Toffoli admite sociedade em resort, mas nega pagamentos de Vorcaro

Informações da Agência Brasil
© ASCOM/STF
PF entregou relatório sobre suspeição de ministro no caso MasterPF entregou relatório sobre suspeição de ministro no caso Master

O gabinete do ministro Dias Toffoli, do Supremo Tribunal Federal (STF), divulgou nova nota na manhã desta quinta-feira (12) em que explica a sociedade do magistrado em uma empresa que vendeu uma participação em um resort no Paraná a fundos ligados ao banco Master.

Toffoli é relator do inquérito que apura fraudes financeiras no Master, sobretudo numa tentativa de venda da instituição ao banco BRB, cujo maior acionista é o governo do Distrito Federal. A operação acabou barrada pelo Banco Central.

O ministro se manifestou após vir à tona relatório da Polícia Federal (PF) que alerta para menção a Toffoli em conversas extraídas do celular de Daniel Vorcaro, dono do Master e principal investigado no caso. O documento foi entregue ao presidente do Supremo, Edson Fachin, que notificou Toffoli a se manifestar.

Na nota desta quinta-feira (12), o gabinete afirma que o ministro é sócio da empresa familiar Maridt, ao lado de irmãos e outros parentes. O texto cita a Lei Orgânica da Magistratura, segundo a qual o magistrado pode integrar quadro societário e receber dividendos, sendo vedada apenas a prática de atos de gestão.

Venda da participação no resort

Segundo a nota, a participação da Maridt no resort Tayaya, em Ribeirão Claro (PR), foi vendida em duas etapas: parte ao fundo Arllen, em 27 de setembro de 2021, e parte à PHD Holding, em 21 de fevereiro de 2025. De acordo com o gabinete, tudo foi declarado à Receita Federal.

A nota informa ainda que o inquérito sobre o Master chegou ao gabinete em novembro do ano passado, quando a Maridt já não tinha mais participação no empreendimento. O texto afirma que Toffoli “jamais teve qualquer relação de amizade” com Daniel Vorcaro e que “jamais recebeu qualquer valor” dele ou de Fabiano Zettel.

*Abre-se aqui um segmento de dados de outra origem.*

PR #4921, opened 2024-03-11
Unify rendering PanelBar

zhpenkov:
closes: https://github.com/telerik/kendo-themes-private/issues/215


JoomFX (approved):
If the item icon from the visual tests is removed on purpose, then everything looks great! :)

NOTE: When the Spacing module is merged, some of the variable values will need to be updated.

zhpenkov:
> If the item icon from the visual tests is removed on purpose, then everything looks great! :)
> 
> NOTE: When the Spacing module is merged, some of the variable values will need to be updated.

The item icon was actually missing in the rtl test, so I added it.

Juveniel:
@zhpenkov please mark the changed styles commit accordingly e.g `feat(panelbar): update styles to match universal rendering`

packages/html/src/panelbar/panelbar-item.tsx
```diff
@@ -0,0 +1,101 @@
...
+                    ["k-panelbar-header"]: header,
+                    [`k-level-${level}`]: level || level === 0,
+                    ["k-expanded"]: expanded
+                }
+            )}
+        >
+            <span
+                className={classNames(
+                    "k-link",
+                    stateClassNames("k-link", {
```
inikolova, line 68: "k-link" is duplicated?

zhpenkov: The `stateClassNames` function accepts 2 parameters, `_componentClassName`, and `props`, that's why `k-link` is passed inside and used for a second time. There is no extra `k-link` class added to this element.

inikolova (approved):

Relatório da PF e questionamentos

O relatório da PF que menciona possível suspeição de Toffoli foi entregue em 9 de fevereiro a Edson Fachin, que notificou o ministro.

Em nota anterior, divulgada na quarta-feira (11), o gabinete afirmou que o pedido de suspeição feito pela PF “trata de ilações” e que a corporação não tem legitimidade para pedir a suspeição de magistrados.

No relatório, cujo teor foi divulgado pela imprensa, a PF apresenta citações a Toffoli em conversas entre Vorcaro e seu cunhado, Fábio Zettel, relacionadas ao resort Tayaya.

Toffoli passou a ser alvo de questionamentos sobre a relatoria do caso após a divulgação de viagem em jatinho particular em que estava o advogado de um dos investigados, em dezembro.

Entre decisões que geraram questionamentos está a determinação para que provas da Operação Compliance Zero fossem enviadas diretamente ao Supremo antes de perícia da PF. O ministro depois recuou, mantendo, porém, a escolha dos peritos.

Em seguida, houve novos questionamentos com a revelação da venda da participação da família no Tayaya para fundos ligados a Vorcaro.